The current PPM emphasizes the selection of new products and modification or abandon of old products in a portfolio for profit maximization. The problems with this view is that products are highly correlated with the markets; an unwelcome product in one market may just be a popular product in another. Therefore, the PPM analysis must consider products and markets simultaneously if value maximization of the PPM is to be expected. The contribution of this study is to extend the product portfolio to the product/market portfolio, and uses Ansoff matrix to plan the abandon, the modification, and the development of old/new products, and the abandon, the penetration, and the development of old/new markets. The machine learning and deep learning algorithms are used to screen the products/markets with a high success rate, and the mathematical programming model is finally used to form a portfolio with maximum profit. The two-stage approach proposed can assist management to avoid the mistake of choosing products with low risk and low profit using pure financial methods, and making erroneous selection decisions using subjective judgmental methods. Most importantly, a profit-maximizing product/market portfolio with a high success rate and formed by a scientific method is surely better than a product portfolio without considering the success rate and compatible markets and formed by human judgment.
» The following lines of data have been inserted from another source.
PR #1357, opened 2018-05-25
change from "Scores" to "Points" where appropriate

dsnyder-fairway:
changing just the translations. I thought about changing the keys, but that would lead to confusion as we use writing-trait-scores as the name of some of our components as well


jtreuting:
I'd suggest backing out the Writing Trait Score changes and just leave the student score change and then when we hear back I'll create a new JIRA if needed.

PR #1359, opened 2018-05-25
add appropriate validator for seeing if the years as the result of se…

dsnyder-fairway:
…lected assessment grades exceed the available years for longitudinal aggregate reports

screen shot 2018-05-25 at 1 02 45 pm

### DIFF
--- a/webapp/src/main/webapp/src/app/aggregate-report/aggregate-report-form.component.html
+++ b/webapp/src/main/webapp/src/app/aggregate-report/aggregate-report-form.component.html
@@ -383,7 +383,7 @@
                     <div *ngIf="showErrors(assessmentGradeRangeControl)">
                       <p *ngIf="assessmentGradeRangeControl.errors.notEmpty" class="help-block small red">
                         {{assessmentGradeRangeControl.errors.notEmpty.messageId | translate}}</p>
-                      <p *ngIf="assessmentGradeRangeControl.errors.withinBounds" class="small red">
+                      <p *ngIf="assessmentGradeRangeControl.errors.withinBounds" class="help-block small red">
                         {{assessmentGradeRangeControl.errors.withinBounds.messageId | translate}}</p>
                     </div>
                   </div>
--- a/webapp/src/main/webapp/src/app/aggregate-report/aggregate-report-form.component.html
+++ b/webapp/src/main/webapp/src/app/aggregate-report/aggregate-report-form.component.html
@@ -383,6 +383,8 @@
                     <div *ngIf="showErrors(assessmentGradeRangeControl)">
                       <p *ngIf="assessmentGradeRangeControl.errors.notEmpty" class="help-block small red">
                         {{assessmentGradeRangeControl.errors.notEmpty.messageId | translate}}</p>
+                      <p *ngIf="assessmentGradeRangeControl.errors.withinBounds" class="small red">
+                        {{assessmentGradeRangeControl.errors.withinBounds.messageId | translate}}</p>
                     </div>
                   </div>
                 </div>
--- a/webapp/src/main/webapp/src/app/aggregate-report/aggregate-report-form.component.html
+++ b/webapp/src/main/webapp/src/app/aggregate-report/aggregate-report-form.component.html
@@ -384,7 +384,7 @@
                       <p *ngIf="assessmentGradeRangeControl.errors.notEmpty" class="help-block small red">
                         {{assessmentGradeRangeControl.errors.notEmpty.messageId | translate}}</p>
                       <p *ngIf="assessmentGradeRangeControl.errors.withinBounds" class="help-block small red">
-                        {{assessmentGradeRangeControl.errors.withinBounds.messageId | translate}}</p>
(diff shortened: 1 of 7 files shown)


webapp/src/main/webapp/src/app/aggregate-report/results/aggregate-report-table.component.ts
```diff
@@ -73,9 +73,6 @@ export class AggregateReportTableComponent implements OnInit {
   private _orderingByColumnField: { [ key: string ]: Ordering<AggregateReportItem> } = {};
   private _valueDisplayType: string = ValueDisplayTypes.Percent;
   private _performanceLevelDisplayType: string = PerformanceLevelDisplayTypes.Separate;
-  private _assessmentTypeCode: string;
-  private _cutPoint: number;
-  private _center: boolean;
```
dsnyder-fairway: just cleaning this up

webapp/src/main/webapp/src/app/aggregate-report/aggregate-report-form.component.html
```diff
@@ -383,6 +383,8 @@ <h3>{{'aggregate-report-form.section.assessment-heading' | translate}}</h3>
                     <div *ngIf="showErrors(assessmentGradeRangeControl)">
                       <p *ngIf="assessmentGradeRangeControl.errors.notEmpty" class="help-block small red">
                         {{assessmentGradeRangeControl.errors.notEmpty.messageId | translate}}</p>
+                      <p *ngIf="assessmentGradeRangeControl.errors.withinBounds" class="small red">
```
jtreuting: noticing the error above it has a class of `help-block` does that do something that is needed for this one?

webapp/src/main/webapp/src/app/shared/form/validators.ts
```diff
@@ -12,6 +13,20 @@ export function notEmpty(properties: any): ValidatorFn {
   };
 }
 
+export function withinBounds(toSchoolYear: number,
+                             assessmentGrades: string[],
+                             availableSchoolYears: number[],
+                             properties: any): ValidatorFn {
+  return control => {
+    const effectiveSchoolYears = computeEffectiveYears(toSchoolYear, assessmentGrades);
```
jtreuting: does computeEffectiveYears handle the case with HS determining the next year for grade 8 differently than fom grade 8 to grade 7?

webapp/src/main/webapp/src/assets/i18n/en.json
```diff
@@ -62,6 +62,7 @@
       "assessment-grades-label": "Assessment Grades",
       "assessment-grades-info": "The grade of the assessment that was administered",
       "assessment-grades-empty-error": "Please select an assessment grade.",
+      "assessment-grades-exceed-available-school-years-error": "Range of selected assessment grades exceed number of available academic years.",
```
jtreuting: i really don't know what the text should say here, having a hard time with it.  maybe if we included the actual year in it, so something like "You've selected too many grades.  There are no results prior to 2014-15" within 2014-15 being dynamic based on the avaialble years.

webapp/src/main/webapp/src/app/shared/form/validators.ts
dsnyder-fairway: yes. computeEffectiveYears is used for displaying the Academic years in the report review.  When selecting "HS" and "8" the report review has academic years display "2017-18, 2014-15". When selecting grades "7" and "8" the academic years display "2017-18, 2016-17".

webapp/src/main/webapp/src/app/aggregate-report/aggregate-report-form.component.html
dsnyder-fairway: I thought this was causing the text to be truncated somehow. Turns out I was wrong. Added it back

webapp/src/main/webapp/src/assets/i18n/en.json

dsnyder-fairway:
I'm going to merge this. If there's any other concerns leave them here or reach out on slack

webapp/src/main/webapp/src/assets/i18n/en.json
```diff
@@ -62,7 +62,7 @@
       "assessment-grades-label": "Assessment Grades",
       "assessment-grades-info": "The grade of the assessment that was administered",
       "assessment-grades-empty-error": "Please select an assessment grade.",
-      "assessment-grades-exceed-available-school-years-error": "Range of selected assessment grades exceed number of available academic years.",
+      "assessment-grades-exceed-available-school-years-error": "You've selected too many grades. There are no results prior to {{lowestAvailableSchoolYear}}.",
```
jtreuting: i'm guessing this will display as 2017 and not 2017-18.  there are hepler method to handle that that should be used.

dsnyder-fairway: I use the schoolYear pipe here https://github.com/SmarterApp/RDW_Reporting/pull/1359/commits/5dbfdb250062dde2250f475a20367b3e3b95a111#diff-08bce5334041ddf388f33cd83bcd045b

jtreuting: i missed that pipe on the message.

PR #1361, opened 2018-05-25
Added min student configuration for target report.

agorina:


aggregate-service/src/main/java/org/opentestsystem/rdw/olap/model/AggregateReportResult.java
```diff
@@ -44,9 +53,18 @@ public V build() {
...
             aggregateReportResult.hasResults = hasResults;
+            aggregateReportResult.insufficientData = insufficientData;
             return result;
         }
 
+        public B merge(final V payload) {
+            createdWhileDataEmbargoed(this.isCreatedWhileDataEmbargoed() || payload.isCreatedWhileDataEmbargoed());
+            hasResults(this.hasResults || payload.isHasResults());
+            insufficientData(this.insufficientData || payload.isInsufficientData());
+            resultCount(this.resultCount + payload.getResultCount());
```
agorina: Moved it from the derived class. It did not seem right that it was there since the data elements are in this class.

I also noticed that it was ignoring `resultCount`. This explains why I am seeing low result counts in production for the queries that take a while to run.

aggregate-service/src/main/java/org/opentestsystem/rdw/olap/model/AggregateRowReportResult.java
```diff
@@ -31,9 +31,8 @@ public R build() {
         }
 
         public B merge(final AggregateRowReportResult<T> report) {
+            super.merge(report);
             rows(report.getPayload());
-            createdWhileDataEmbargoed(this.isCreatedWhileDataEmbargoed() || report.isCreatedWhileDataEmbargoed());
-            hasResults(this.isHasResults() || report.isHasResults());
```
agorina: Moved to the base class.

aggregate-service/src/main/java/org/opentestsystem/rdw/olap/service/impl/TargetReportQueryHandler.java
```diff
@@ -28,15 +32,47 @@
...
 
     @Autowired
     TargetReportQueryHandler(
             final TargetReportRepository repository,
             final AuthorizationService authorizationService,
             final AggregateReportSettings settings,
             final TargetQueryConverter queryConverter,
-            final TaskExecutor threadPoolTaskExecutor) {
+            final TaskExecutor threadPoolTaskExecutor,
+            @Value("${reporting.target-report.min-number-of-students}") final int minNumberOfStudents) {
```
agorina: Yeah, this is kind of messy...we have `AggregateReportSettings` and this one. But, as I said this morning, I feel that this is a low priority, unless somebody has strong objections.

common/src/main/java/org/opentestsystem/rdw/reporting/common/model/ReportStatus.java
```diff
@@ -9,7 +9,8 @@
     COMPLETED(3),
     FAILED(4),
     EXPIRED(5),
-    NO_RESULTS(6);
+    NO_RESULTS(6),
+    INSUFFICIENT_DATA(7);
```
agorina: @wtritch , I have decided to handle it via status instead of metadata. Please let me what you think about it.

aggregate-service/src/test/java/org/opentestsystem/rdw/olap/service/impl/TargetReportQueryHandlerTest.java
```diff
@@ -36,14 +43,14 @@
         TargetOrganizationQuery> {
 
     private TargetReportRepository repository;
-    private TargetQueryConverter queryAdapter;
+    private TargetQueryConverter queryConverter;
```
agorina: I just renamed it.

aggregate-service/src/main/java/org/opentestsystem/rdw/olap/model/AggregateReportResult.java
```diff
@@ -44,9 +53,18 @@ public V build() {
...
             aggregateReportResult.resultCount = resultCount;
             aggregateReportResult.hasResults = hasResults;
+            aggregateReportResult.insufficientData = insufficientData;
             return result;
         }
 
+        public B merge(final V payload) {
+            createdWhileDataEmbargoed(this.isCreatedWhileDataEmbargoed() || payload.isCreatedWhileDataEmbargoed());
+            hasResults(this.hasResults || payload.isHasResults());
+            insufficientData(this.insufficientData || payload.isInsufficientData());
```
malaffoon: What's the additive logic here? If i have one payload with sufficient data and add a payload with insufficient data wouldn't the result have sufficient data? I admit i don't really know what a "payload" is here.

aggregate-service/src/main/java/org/opentestsystem/rdw/olap/service/impl/TargetReportQueryHandler.java
```diff
@@ -28,15 +32,47 @@
...
+        final TargetReportResult reportResult = super.findByQuery(user, query);
+
+        if (reportResult.getResultCount() == 0) return reportResult;
+
+        for (final TargetRow row : reportResult.getPayload()) {
+            if (row.getDimension().getType() == DimensionType.Overall) {
+
+                if (row.getMeasures().getStudentCount() >= minNumberOfStudents) return reportResult;
+
+                return builder().insufficientData(true).hasResults(false).resultCount(0).build();
```
malaffoon: Just want to verify that you're intentionally not copying the report result because there is nothing in there that would be useful beyond the results?

malaffoon: nit: i know it's personal taste but, with the nested guard-style code this might be slightly more readable using a ternary operator -- it makes it obvious that if we get in here it is returning (and short-circuiting the loop), i.e. 
```
            return row.getMeasures().getStudentCount() >= minNumberOfStudents ? reportResult
                    : builder().insufficientData(true).hasResults(false).resultCount(0).build();
```

aggregate-service/src/main/resources/application.yml
```diff
@@ -85,11 +83,13 @@ jwt:
...
     code: CA
     name: California
-
-  # english-learners should be lep or elas
-  english-learners:
-    - elas
\ No newline at end of file
+  target-report:
+    insufficient-data-cutoff: 0.2
+    min-number-of-students: 0
```
malaffoon: Is this the real default value? If so why did we even bother?

aggregate-service/src/main/java/org/opentestsystem/rdw/olap/model/AggregateReportResult.java
agorina: I was struggling with this too.  I see a few questions here.
1. I think this class should probably be removed/combined with `AggregateRowReportResult`. I  believe the original idea was that we may have different types of the aggregate report results and this is a generic version of it. In reality so far a`payload` is always a collection of AggregateRows.

2. `insufficientData` for the target report means we have at least one row that should not be returned - hence the whole report should not be returned. In this case the additive logic works. But...I see that it may not always be the case. To be honest, this is the easiest solution to the immediate problem.  An alternative I see is to add a report status to the report instead of this flag. Thoughts?

aggregate-service/src/main/java/org/opentestsystem/rdw/olap/service/impl/TargetReportQueryHandler.java
agorina: That is correct. Thank you for checking.

aggregate-service/src/main/resources/application.yml
agorina: I believe that idea is that they want to be able to change it. @jtreuting , please help me here.

jtreuting: some states will always want to show results which maybe means the min is 1 and not 0?  so some states will want to show with even a single student while others will be more conservative and block it at 10 or something.

aggregate-service/src/main/java/org/opentestsystem/rdw/olap/stream/AggregateReports.java
```diff
@@ -72,7 +73,7 @@ public void handleAggregateRequest(final Message<AggregateRequestMessage> messag
             final AggregateReportResult<?> report = handlerProvider.findHandler(payload.getAggregateQuery()).findByQuery(user, payload.getAggregateQuery());
 
             if (!report.isHasResults()) {
```
wtritch: So for `report.isInsufficientData()` to be true, `report.isHasResults()` *must* be true?  Hidden dependencies like that make me nervous...

common/src/main/java/org/opentestsystem/rdw/reporting/common/model/ReportStatus.java
wtritch: Status sounds reasonable to me.

aggregate-service/src/main/java/org/opentestsystem/rdw/olap/model/AggregateReportResult.java
jtreuting: wait @agorina are we overloading the term Insufficient Data?  I think i'm confused because the UI has a concept of Insufficient Data for a single target row which means that the standard error > 0.2.  but this is for the minimum N right?  maybe we need different terms for those 2 concepts.

@wtritch let's not worry about that right now, we'll discuss more offline.  i think we will be fine, i might have jumped the gun on the warning/heads-up I gave you.

common/src/main/java/org/opentestsystem/rdw/reporting/common/model/ReportStatus.java
wtritch: ...unless we need to return target-level reports across multiple assessments and some are insufficient and some aren't... but I guess we'll discuss that on Tuesday, because that would require row-level insufficient data results.

aggregate-service/src/main/java/org/opentestsystem/rdw/olap/model/AggregateReportResult.java
agorina: @jtreuting , you are right about overloading the term. Let me see if I can make it cleaner.

PR #1363, opened 2018-05-25
more spacing for advanced filters

dsnyder-fairway:
screen shot 2018-05-25 at 3 42 07 pm


dsnyder-fairway:
@jtreuting is this mergeable? I would have made the student section appear with more columns, but I am not sure which elements can be moved to their own column

jtreuting:
sorry didn't realize you were waiting on that.  good point.  i think we can move migrant status, 504 and IEP into the 2nd column and have 4 instead of 3 columns.

dsnyder-fairway:
Here is the result
screen shot 2018-05-30 at 10 51 49 am

Merging

PR #1432, opened 2018-06-06
Change reportType to be an enum to make it clear when we're dealing w…

wtritch:
…ith server vs client report types

I had a lot of difficulty distinguishing between the two, so I "enumified" the values to make it clear when we're dealing with each.

### DIFF
--- a/webapp/src/main/webapp/src/app/aggregate-report/results/aggregate-report.component.ts
+++ b/webapp/src/main/webapp/src/app/aggregate-report/results/aggregate-report.component.ts
@@ -12,7 +12,7 @@ import { ordering } from '@kourge/ordering';
 import { AggregateReportQuery } from '../../report/aggregate-report-request';
 import { DisplayOptionService } from '../../shared/display-options/display-option.service';
 import { TranslateService } from '@ngx-translate/core';
-import { AggregateReportRequestMapper, AggregateReportServerType } from '../aggregate-report-request.mapper';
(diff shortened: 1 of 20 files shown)


webapp/src/main/webapp/src/app/aggregate-report/results/aggregate-report.component.ts
```diff
@@ -87,7 +89,7 @@ export class AggregateReportComponent implements OnInit, OnDestroy {
   }
 
   get effectiveReportType() {
-    return this.reportService.getEffectiveReportType(<'GeneralPopulation' | 'LongitudinalCohort' | 'Claim' | 'Target'>this.report.request.query.reportType, this.assessmentDefinition);
+    return this.reportService.getEffectiveReportType(this.mapToReportType(this.query.reportType), this.assessmentDefinition);
```
wtritch: This was one issue, the query reportType is a server reportType

webapp/src/main/webapp/src/app/aggregate-report/results/aggregate-report.component.ts
```diff
@@ -288,7 +295,7 @@ export class AggregateReportComponent implements OnInit, OnDestroy {
             options: this.options,
             assessmentDefinition: this.assessmentDefinition,
             rows: [ item ],
-            reportType: this.report.request.query.reportType
+            reportType: this.effectiveReportType
```
wtritch: This was the other issue, also due to the query reportType being a server report type

wtritch:
@esotrope good idea, changed

PR #1433, opened 2018-06-06
Bugfix/iab dashboard group count and more

esotrope:


reporting-service/src/main/resources/application-no-permission.sql.yml
```diff
@@ -39,11 +39,9 @@ sql:
       SELECT
         tsg.id,
         tsg.name,
-        s.code as subject_code,
-        count(tsgm.student_id) as student_count
```
esotrope: turns out we don't need this in the ui when doing a findAll on user groups.
yw @agorina

webapp/src/main/webapp/src/app/dashboard/group-dashboard/group-dashboard.component.ts
```diff
@@ -41,17 +42,16 @@ export class GroupDashboardComponent implements OnInit {
   ngOnInit() {
     const { groupId, userGroupId, schoolYear } = this.route.snapshot.params;
     forkJoin(
+      groupId != null
```
esotrope: adds back the call to get a singular group so we have the student count in hand. ty for the catch @jtreuting

webapp/src/main/webapp/src/app/groups/group-table.component.html
```diff
@@ -30,7 +30,7 @@
 
         <div *ngSwitchCase="'group'"
              class="label-max-width">
-          <a [routerLink]="['group-exams', {groupId: group.id}]"
+          <a [routerLink]="['/', 'group-exams', {groupId: group.id}]"
```
esotrope: first attempt at resolving 1901. we'll see how it goes

reporting-service/src/main/resources/application-no-permission.sql.yml
agorina: 👍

Lastly, the management can learn from this study that the product portfolio must be replaced by the product/market portfolio if the overall profit is to be truly maximized.

Conclusion

Traditionally, most enterprises focused PPM on the development of new products to meet the strategic objectives. Latterly, it was recognized that PPM must cover the entire life cycle of the products. This study proposes that maximizing the value of a PPM must not only consider the new and old products, but also the new and old markets. Therefore, the maximization of the PPM value becomes the decision of determining which old products should stay in existing markets, which new markets should be considered, or which markets should be abandoned, and develop new products for old markets or introduce new products to some new markets. To deal with this issue, this study uses machine learning and deep learning algorithms to determine the market decisions for old products and market planning for new products and then uses mathematical programming models to determine the product/market portfolio that generates the greatest profit. A sensitivity analysis of resource limitations and risk level is then performed to compare the effect of changes in resource and risk on the overall profit. The results show that a model that uses AI algorithms and mathematical programming allows enterprises to concurrently determine the products and markets that generate maximum profits. The contribution of this study is extending the concept of product portfolio to product/market portfolio, and proposing an approach to maximize the value of the product/market portfolio. The quality and number of historical product/market data can affect the accuracy of the outcomes, besides, the items used to evaluate the product, i.e., product innovation, market accessibility, expected profit, market size, market cost, and market competition, may not be applicable to all products and industries. Future research can be to use other machine learning algorithms and apply multi-objective mathematical programming models.

Disclosure statement

No potential conflict of interest was reported by the author(s).